MediaGoblin – Self Hosted, Decentralized​ Alt to YouTube, Flickr, SoundCloud - huntermeyer
https://mediagoblin.org
======
rglullis
Curious to see this here, given that I've been trying to set up some of these
"decentralized services" at my home servers and figuring out if it is really
possible to replace the common mainstream services.

So far, I installed my own Matrix server (synapse), my own XMPP (ejabberd),
yesterday I got semi-happy with my mastodon setup, and now I was just
finishing some tests with ownCloud to see if I could replace Dropbox.
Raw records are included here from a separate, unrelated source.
PR #5704, opened 2024-01-05
[Builtins] Add 'ListToConstr' and 'DataToConstr'

effectfully:
This is a competitor of #5486, let's see how it performs.

This adds the `listToConstr` builtin whose Plutus type is

```
all a. list a -> sop [] [a, (list a)]
```

The idea is that we can use this builtin to implement faster pattern matching over built-in lists by piggy-backing on `case` that we use for pattern matching over sums-of-products:

```
matchList : all a r. list a -> r -> (a -> list a -> r) -> r
  = /\a r ->
      \(xs : list a) (nilCase : r) (consCase : a -> list a -> r) ->
        case r (listToConstr {a} xs) [nilCase, consCase]
```

Implementation-wise this requires us to add the following class:

```haskell
class ToConstr term where
    toConstr
        :: forall rep. KnownTypeAst TyName (UniOf term) rep
        => Word64 -> [term] -> Opaque term rep
```

and add it to `HasMeaningIn uni val`.

The meaning of the `listToConstr` builtin is implemented as follows:

```haskell
    toBuiltinMeaning _semvar ListToConstr =
        let listToConstrDenotation
                :: KnownTypeAst TyName DefaultUni a
                => SomeConstant uni [a]
                -> EvaluationResult (Opaque val (TySopRep '[ '[], '[a, [a]] ]))
            listToConstrDenotation (SomeConstant (Some (ValueOf uniListA xs0))) = do
                DefaultUniList uniA <- pure uniListA
                pure $ case xs0 of
                    []     -> toConstr 0 []
                    x : xs -> toConstr 1 [fromValueOf uniA x, fromValueOf uniListA xs]
            {-# INLINE listToConstrDenotation #-}
        in makeBuiltinMeaning
            listToConstrDenotation
            (\_ _ -> ExBudgetLast mempty)
```

i.e. it simply turns the outer constructor of a list into an SOP term leaving all other constructors of the list intact.

The only interesting remaining part is that we make `matchList` an `Internal` builtin (i.e. a `NOINLINE` one) and tell the plugin to replace that builtin with the definition of `matchList` given above.


effectfully:
We are not doing this as per #5711, hence closing.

MediaGoblin is on my list of services to setup. I ran a basic deployment and
checked some other instances of it before, but I didn't put it higher on my
priority list because to me it looks like it focus too much on being a
"community-driven website" instead of providing a solid service as a media-
hosting/publishing/catalog system.

To me it looks like they are shooting for the wrong level of "decentralization
granularity". Each instance of these services are aiming for a "community",
and think that the people use the mainstream tools because they don't want
to/won't manage the server.

The point they seem to miss is that this only creates another type of top-down
organization. It would be MUCH easier for them to focus on a "single-user"
system, and start from the point that the communication will work when the
applications talk with each other.

To me this is why Diaspora failed, and Wordpress is still such a big part of
the internet.

Another thing I noticed: the projects that really focused on separating client
from server produced much better results in terms of UI/UX. With Matrix, I
just had to setup the server, and then I could have the riot app just point to
my instance. If by any chance a better client comes around, my instance would
be untouched.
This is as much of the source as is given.